Abstract

e18141 Background: Clinical trials remain the most reliable means to evaluate drug efficacy and safety for evidence-based cancer care. However, there is a significant racial disparity among participants in clinical trials. For example, only 1-3% of the participants in registration trials of immune checkpoint inhibitors (CPIs) in advanced non-small cell lung cancers (aNSCLCs) were Black. RWD data enable assessment of whether clinical trial results can be generalized to broader populations. Methods: We analyzed clinical records of > 145,000 cancer patients treated at Mount Sinai hospitals. Therapeutic agents approved by FDA in recent years were assessed for responses across various race groups. Time to treatment discontinuation (TTD) was used as a surrogate clinical endpoint for outcomes. Results: Overall we did not observe significant differences in TTD among different race groups for the following drugs and indications we examined: palbociclib in metastatic breast cancer (mBC), EGFR tyrosine kinase inhibitors in aNSCLC, EGFR antibody cetuximab and panitumumab in metastatic colorectal cancer with wild type KRAS, abiraterone in metastatic castration-resistant prostate cancer (mCRPC), enzalutamide in mCRPC, sorafenib in unresectable hepatocellular carcinoma (HCC), CPIs in metastatic melanoma. For example, the median TTD of palbociclib in combination with fulvestrant or letrozole in post-menopausal women with HR+HER2- mBC was 181, 261, and 160 days in White (n = 114), Black (n = 55), other (n = 48) race groups, respectively (P = 0.61, log-rank test).

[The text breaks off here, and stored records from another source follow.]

PR #728, opened 2023-01-11
wip: Support fake alpha for BMP files

### LINKED ISSUE #727: Support fake alpha in BMPImageReader
**Is your feature request related to a use case or a problem you are working on? Please describe.**
Some user-supplied BMP images use fake alpha. Meaning that even though they use RGB compression, 

**Describe the solution you'd like**
Use a heuristic to determine if a BMP is using fake alpha. In particular, if any of the unused bits are non-zero for any pixel when using 32 bpp and a compression method of RGB (no bitfields), then assume it is used as alpha.

**Describe alternatives you've considered**
Another alternative would be to unconditionally assume that if there are 32 bpp it is using fake alpha. But that isn't necessarily a good assumption, and I don't even know if it is more common for BMPs with 32 bpp to use fake alpha or not. 

** Possible implementations **

This is a little tricky because you can't know if the image is using an alpha channel until you have read the pixels. 

I can think of a few ways to do this:

1. Have `getRawImageType` do a pass over the pixels if the bitCount is 32 and `hasMasks` is false to determine if any unused bits are used
2. Have `getRawImageType` return `TYPE_INT_ARGB` if the bitCount is 32 and `hasMasks` is false, then in `read(` we keep track of whether we have encountered any pixels with a non-zero alpha. Then if all pizels have an alpha of zero, change them all to have an alpha of 255. And possibly if we encounter a pizel with an alpha of zero, but non-zero RGB, then convert all previous pixels to be opaque, and switch into a mode where we set all future pixels to be opaque. (or maybe there at the end we just create a new BufferedImage with a different colormodel that ignores the alpha?).
3. Similar to 2, but reversed. We start assuming that the extra bits aren't used for alpha, and set the alpha to fully opaque, until we find a nonzero value in the extra bits, then we change all previous pixels to have an alpha of 0, and switch into a mode where we assume the unused bits contain the alpha value.

**Additional context**
See the q/rgb32fakealpha.bmp in the [bmp suite](https://entropymine.com/jason/bmpsuite/bmpsuite/html/bmpsuite.html)

tmccombs:
Fixes #727

This isn't currently in a mergeable state, because it just always assumes that the unused bits are an alpha channel if bpp is 32 and compression doesn't set BITFIELDS.

### DIFF
--- a/imageio/imageio-bmp/src/main/java/com/twelvemonkeys/imageio/plugins/bmp/BMPImageReader.java
+++ b/imageio/imageio-bmp/src/main/java/com/twelvemonkeys/imageio/plugins/bmp/BMPImageReader.java
@@ -251,8 +251,14 @@ public final class BMPImageReader extends ImageReaderBase {
                         );
                     }
 
+                    // TODO: use some heuristic to determine if we should treat the extra byte as an alpha channel
+                    //
+                    // According to https://entropymine.com/jason/bmpsuite/bmpsuite/html/bmpsuite.html some BMP decoders
+                    // will treat the unused bits in a 32 bit representation as an alpha channel if any of the unused bits is non-zero
+                    // but that potentially requires doing a full pass over all the pizels (in that case that it doesn't use fake alpha).
+
                     // Default if no mask
-                    return ImageTypeSpecifiers.createFromBufferedImageType(BufferedImage.TYPE_INT_RGB);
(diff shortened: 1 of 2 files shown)


KoenDG:
Was going over github and chanced upon this.

@tmccombs Is this still a thing? Reading the Issue, it seems a different solution was found. Can this and this issue be closed or is there still a reason for it?

haraldk:
Closing, as the suggested workaround in #727 seems sufficient for now.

Among patients with unresectable HCC treated with sorafenib, the median TTD was 64, 49, and 67 days in the White (n = 201), Black (n = 127) and other (n = 243) race groups, respectively (P = 0.70). However, when CPIs in aNSCLC were examined, we observed a significantly longer TTD in the Black group (median TTD not reached; n = 77) compare to the non-Black group (169 days, 95% CI 133-331; n = 211), P = 0.0049, median follow up 194 days. Conclusions: RWD showed there are no apparent differences of treatment response in various race groups for most new therapeutic agents. Preliminary results of CPIs in aNSCLC suggested a favorable response in the Black than the non-Black population.